* Work to be completed *
Write the listing out again, all of it, word for word.
--- START ---
PR #146, opened 2018-06-06
Support just running an individual test

Pike:
I found this nice as I was writing tests for a dedicated feature and just wanted to trace one test instead of all.

### DIFF
--- a/test/parser.mjs
+++ b/test/parser.mjs
@@ -7,16 +7,24 @@ const fixtures_dir = process.argv[2];
 
 if (!fixtures_dir) {
     console.error(
-        "Usage: node --experimental-modules parser.mjs FIXTURES_DIR");
+        "Usage: node --experimental-modules parser.mjs FIXTURES_DIR_OR_FTL");
     process.exit(1);
 }
 
 main(fixtures_dir);
 
 async function main(fixtures_dir) {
--- END ---
* Solved problem *
PR #146, opened 2018-06-06
Support just running an individual test

Pike:
I found this nice as I was writing tests for a dedicated feature and just wanted to trace one test instead of all.

### DIFF
--- a/test/parser.mjs
+++ b/test/parser.mjs
@@ -7,16 +7,24 @@ const fixtures_dir = process.argv[2];
 
 if (!fixtures_dir) {
     console.error(
-        "Usage: node --experimental-modules parser.mjs FIXTURES_DIR");
+        "Usage: node --experimental-modules parser.mjs FIXTURES_DIR_OR_FTL");
     process.exit(1);
 }
 
 main(fixtures_dir);
 
 async function main(fixtures_dir) {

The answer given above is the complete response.